Some questions on the Dyson expansion of the S matrix

[robousy]

I have some questions regarding:

$$S = \sum_{n=0}^\infty\ S^n = \sum_{n=0}^\infty \frac{i^n}{n!} \idotsint \ {d^4x_1}\ {d^4x_2} \dots \ d^4x_n \ T (H_I(x_1) \ H_I(x_2) \dots \ H_I(x_n) )$$

1) What is n? How do you pick n given some interaction? ( I think it might be the order in perturbation theory...)

Now, consider the QED interaction:

$$H_I(x)=-eN({\overline{\psi}(x) \def\lts#1{\kern+0.1em /\kern-0.65em #1} \lts{A}(x) \psi(x) )$$

Now

2)I know I have to go to n=2 here and use Wicks theorem here and do some contractions...but I don't really understand what to contract or how to do it.

3) Is Wicks theorem used because its the only way we know how to work out Time ordered Normal products?

4) Is everything considered a field, ie are $$\psi , \overline{\psi} \: and \: \Its{A}$$ all considered fields.

5) Can I express contractions in Latex?

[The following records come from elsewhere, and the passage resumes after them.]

PR #567, opened 2026-08-19
Make MediaRepository and ImageWellController optional in CaptureControllerImpl

davidjiagoogle:
Allow CaptureControllerImpl to be used in client applications  that manage their own media persistence and do not display an image well thumbnail by making mediaRepository and imageWellController optional parameters defaulting to null.

### DIFF
--- a/ui/controller/impl/src/main/java/com/google/jetpackcamera/ui/controller/impl/CaptureControllerImpl.kt
+++ b/ui/controller/impl/src/main/java/com/google/jetpackcamera/ui/controller/impl/CaptureControllerImpl.kt
@@ -66,12 +66,12 @@ private const val IMAGE_CAPTURE_TRACE = "JCA Image Capture"
 class CaptureControllerImpl(
     private val trackedCaptureUiState: MutableStateFlow<TrackedCaptureUiState>,
     private val cameraSystem: CameraSystem,
-    private val mediaRepository: MediaRepository,
+    private val mediaRepository: MediaRepository? = null,
     private val saveMode: SaveMode,
     private val externalCaptureMode: ExternalCaptureMode,
     private val externalCapturesCallback: () -> Pair<SaveLocation, IntProgress?>,
     override val captureEvents: Channel<CaptureEvent>,
-    private val imageWellController: ImageWellController,
+    private val imageWellController: ImageWellController? = null,
     coroutineContext: CoroutineContext
 ) : CaptureController {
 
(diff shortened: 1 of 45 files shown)


ui/controller/impl/src/main/java/com/google/jetpackcamera/ui/controller/impl/CaptureControllerImpl.kt
temcguir: We should be removing these from dependencies.

temcguir: This comment needs to be updated. snackBarController isn't here anymore.

ui/controller/impl/src/main/java/com/google/jetpackcamera/ui/controller/impl/CaptureControllerImpl.kt
```diff
@@ -66,12 +66,12 @@ private const val IMAGE_CAPTURE_TRACE = "JCA Image Capture"
 class CaptureControllerImpl(
     private val trackedCaptureUiState: MutableStateFlow<TrackedCaptureUiState>,
     private val cameraSystem: CameraSystem,
-    private val mediaRepository: MediaRepository,
+    private val mediaRepository: MediaRepository? = null,
```
temcguir: Instead of making MediaRepository nullable, we should just replace this with a lambda action (or set of lambda actions: onImageSuccess/onVideoSuccess? You would need to look at where it's used) so that we can remove the dependency completely on the data/media module. Then when constructing the controller, the user can pass in an action from their ViewModel. This keeps us from leaking data layer constructs into core UI libraries. @gemini-code-assist can you suggest how to do this?

ui/controller/impl/src/main/java/com/google/jetpackcamera/ui/controller/impl/CaptureControllerImpl.kt
```diff
@@ -50,28 +48,29 @@ private const val TAG = "CaptureButtonControllerImpl"
...
     private val trackedCaptureUiState: MutableStateFlow<TrackedCaptureUiState>,
     private val cameraSystem: CameraSystem,
-    private val mediaRepository: MediaRepository,
     private val saveMode: SaveMode,
     private val externalCaptureMode: ExternalCaptureMode,
     private val externalCapturesCallback: () -> Pair<SaveLocation, IntProgress?>,
     override val captureEvents: Channel<CaptureEvent>,
-    private val imageWellController: ImageWellController,
+    private val imageWellController: ImageWellController? = null,
+    private val onImageCached: ((Uri) -> Unit)? = null,
```
temcguir: nit: is there a reason we called this "Cached"? Since this is the "CaptureController", maybe "onImageCaptureComplete" and "onVideoCaptureComplete" might be more appropriate? @gemini-code-assist what do you think? Can you suggest some other options if these don't sound good?

temcguir (approved):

If so how please??

 

[Evalesco]

1) n is an index of summation, representing the order of the perturbative expansion. The value of n determines the number of interactions in the expression. For the QED interaction, you will need to set n=2 to get the correct result.

2) To use Wick's theorem, you need to contract pairs of fields together. For a given interaction, you can determine which fields need to be contracted together. In this case, you need to contract the pair \psi \: and \overline{\psi}.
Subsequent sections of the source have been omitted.